== The task ==
After locating the line that holds "this and #643 ?", output it and all following lines word for word, stopping only at the end of the data.

== Provided entries ==
PR #590, opened 2024-09-06
chore: update benchmarks

achingbrain:
The bugs stopping WebRTC and WebTransport from being testable in browsers have been fixed and shipped so they can be added to the suite.

## Change checklist

### DIFF
--- a/benchmarks/transports/src/runner/helia/recipient.ts
+++ b/benchmarks/transports/src/runner/helia/recipient.ts
@@ -12,9 +12,9 @@ const cid = CID.parse(`${process.env.HELIA_CID}`)
 const mas = `${process.env.HELIA_MULTIADDRS}`.split(',').map(str => multiaddr(str))
 const signal = AbortSignal.timeout(parseInt(process.env.HELIA_TIMEOUT ?? '60000'))
 
-const helia = await getHelia()
-
 try {
+  const helia = await getHelia()
+
   await helia.libp2p.dial(mas, {
     signal
   })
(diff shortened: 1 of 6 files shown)


benchmarks/transports/src/tests.ts
```diff
@@ -99,6 +96,10 @@ const tcpImpls: Record<string, Impl> = {
 function addTests (name: string, impls: Record<string, Impl>, tests: Test[], relay: Multiaddr): void {
   for (const [implAName, implA] of Object.entries(impls)) {
     for (const [implBName, implB] of Object.entries(impls)) {
+      if (implAName !== implBName) {
+        continue
+      }
```
SgtPooki, line 101: this block will ensure we're only testing an implementation against itself. Is this supposed to be `===`?

SgtPooki (changes requested):

benchmarks/transports/src/tests.ts
achingbrain: Ah, no - left that in by accident

benchmarks/transports/src/tests.ts
```diff
@@ -99,6 +96,10 @@ const tcpImpls: Record<string, Impl> = {
...
+
```
achingbrain, line 102:
```suggestion
```

benchmarks/transports/src/runner/helia/recipient.ts
```diff
@@ -27,7 +27,8 @@ try {
   }))
 
   console.info(`TEST-OUTPUT:${Date.now() - start}`)
-} catch {
+} catch (err: any) {
+  console.error(err)
```
achingbrain, line 31:
```suggestion
} catch {
```

Issue #377, opened 2024-01-11
@helia/* modules should throw readable errors if CIDs with mismatched codecs are passed


achingbrain:
E.g. a CID suitable for use with `@helia/json` has the `.code` value `0x200` - if a CID without this codec is passed to `@helia/json`.get it should error saying something like:

> The passed CID had an incorrect codec, it may correspond to a non-JSON block

PR #643, opened 2024-10-03
fix: @helia/modules validate CID codec

tabcat:
## Title

fix: @helia/* modules validate CID codec

## Description

Closes: #377

@helia/* modules related to importing structured data, e.g. @helia/json; @helia/strings, check CID that is handed to `.get` method.
If the CID code does not match the codec of the importer then it rejects with a TypeError.

[x] - @helia/json
[ ] - @helia/strings
[ ] - @helia/dag-json
[ ] - @helia/dag-cbor
[ ] - @helia/unixfs

## Change checklist


packages/json/src/index.ts
```diff
@@ -115,6 +115,10 @@ class DefaultJSON implements JSON {
   }
 
   async get <T> (cid: CID, options: Partial<GetOptions> = {}): Promise<T> {
+    if (cid.code !== jsonCodec.code) {
+      throw new TypeError('The passed CID had an incorrect codec, it may correspond to a non-JSON block')
+    }
+
     const buf = await this.components.blockstore.get(cid, options)
```
tabcat, line 122: Checks that the codec codes match inside of the JSON.get implementation.

packages/json/src/index.ts
```diff
@@ -115,6 +115,10 @@ class DefaultJSON implements JSON {
   }
 
   async get <T> (cid: CID, options: Partial<GetOptions> = {}): Promise<T> {
```
tabcat, line 117: Random question, was looking at the GetOptions type. It contains `codec: BlockCodec` property which is passed to the `blockstore.get` call. Is this ever used?

tabcat:
Before I finish the other modules, does this approach look ok?

SgtPooki:
> Before I finish the other modules, does this approach look ok?

This looks good to me. It should be pretty straightforward

tabcat:
The `@helia/strings`.get method accepts a codec as an option. Either the option is removed (specifying a codec like raw, the current default) or validation cannot happen on the CID passed to get.

tabcat:
Actually I can just check the CID.code is raw if no codec option is passed to get.

tabcat:
Removing `@helia/unixfs` from todo list for this PR as it's a bit different and more involved than the other importers.

tabcat:
Depends on https://github.com/ipfs/helia/pull/668

I'll resolve the conflicts on that PR

PR #652, opened 2024-10-15
fix: respect routers config in helia factory

2color:
## What's in this PR
- take the passed routers config in createHelia into acount

This PR allows overriding the routers configuration when customising Helia. Useful when you want to exclusively fetch directly from peers without relying on recursive gateways.

## Relevant context

In `@helia/http` we already do this:
https://github.com/ipfs/helia/blob/332580c4dd1646381bfeedd7741e52bc3a364301/packages/http/src/index.ts#L79-L82


SgtPooki (approved):
lgtm!

PR #654, opened 2024-10-16
feat: enable customising delegated http router

2color:
## Description

Allow passing delegated routing client options, e.g. IPIP-484 filters, to the delegated HTTP router.

## Notes & open questions

- Should we also set default filters as proposed in #651 to the delegated HTTP router? If so, should we follow the same defaults as #651 (with different defaults for browser vs. node.js)?

## Change checklist


packages/routers/src/delegated-http-routing.ts
```diff
@@ -94,6 +94,6 @@ class DelegatedHTTPRouter implements Routing {
 /**
  * Creates a Helia Router that connects to an endpoint that supports the [Delegated Routing V1 HTTP API](https://specs.ipfs.tech/routing/http-routing-v1/) spec.
  */
-export function delegatedHTTPRouting (url: string | URL): Routing {
-  return new DelegatedHTTPRouter(new URL(url))
+export function delegatedHTTPRouting (url: string | URL, init: DelegatedRoutingV1HttpApiClientInit = {}): Routing {
+  return new DelegatedHTTPRouter(new URL(url), init)
 }
```
SgtPooki, line 99: we probably also need to update the `createHelia` functions to support passing these through right?

SgtPooki (approved):

packages/routers/src/delegated-http-routing.ts
2color: For the normal `helia`, i .e. HeliaP2P, we don't even instantitate the delegatedHTTPRouter, so not relevant:
https://github.com/ipfs/helia/blob/e5c03bdb7a1f64f78594dade0571eef4abcb098c/packages/helia/src/index.ts#L115-L130

For `@helia/http`, we do use the `delegatedHTTPRouter`: https://github.com/ipfs/helia/blob/f904041bdd2643fabd204485825d4761fc44a83f/packages/http/src/index.ts/#L79-L82

But if you want to cutsomise the delegatedHTTPRouter options, you can just instantiate it yourself and pass it in via `init.router` (a bit like how we do it in [the example](https://github.com/ipfs-examples/helia-examples/blob/4d8192e4b3d95a736e9e88ce97568ac09bff830f/examples/helia-browser-verified-fetch/src/utils.ts#L51-L52))

SgtPooki:
We need to get the CI passing here so we can unblock changes in https://github.com/ipfs/service-worker-gateway/pull/391

packages/routers/src/delegated-http-routing.ts
```diff
@@ -6,7 +6,8 @@ import map from 'it-map'
 import { CID } from 'multiformats/cid'
 import { equals as uint8ArrayEquals } from 'uint8arrays/equals'
 import { fromString as uint8ArrayFromString } from 'uint8arrays/from-string'
-import type { DelegatedRoutingV1HttpApiClient } from '@helia/delegated-routing-v1-http-api-client'
+import { delegatedHTTPRoutingDefaults } from './utils/delegated-http-routing-defaults'
```
achingbrain, line 9:
```suggestion
import { delegatedHTTPRoutingDefaults } from './utils/delegated-http-routing-defaults.js'
```

achingbrain (approved):

PR #668, opened 2024-10-28
refactor(strings)!: remove codec from AddOptions

tabcat:
## Title

refactor(strings)!: remove codec from AddOptions

## Description

This changes @helia/strings to act more like the other helia importers.
It simplifies the `@helia/strings` importer to only encode strings as 'utf8' and apply the raw codec to output CIDs.
If users need to import data to helia using a different codec, one of the other helia importers (json, dag-json, dag-cbor) can be used.
For special use cases a user can handle the encoding/decoding, hashing, and then importing themselves. `multiformats`' Block.encode/decode is helpful for this. Happy to add an example with this pull.

## Notes & open questions

This would be a prerequisite to #643

BREAKING CHANGE:

Removes `codec` from AddOptions for `@helia/strings.add`. Anyone relying
on this option currently would have to encode, hash, and import the data
using helia's blockstore (unless implemented by another helia importer
e.g. `@helia/json` or `@helia/dag-cbor`) in order to receive the same
CID as before.

## Change checklist


SgtPooki:
@tabcat do you still have time to complete this and #643 ?

tabcat:
Does this need documentation changes to be merged? I added description to the initial commit that I thought may make it to the Changelog but I'm not too familiar with the conditions for that to work.

achingbrain (approved):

== Output below ==
@tabcat do you still have time to complete this and #643 ?

tabcat:
Does this need documentation changes to be merged? I added description to the initial commit that I thought may make it to the Changelog but I'm not too familiar with the conditions for that to work.

achingbrain (approved):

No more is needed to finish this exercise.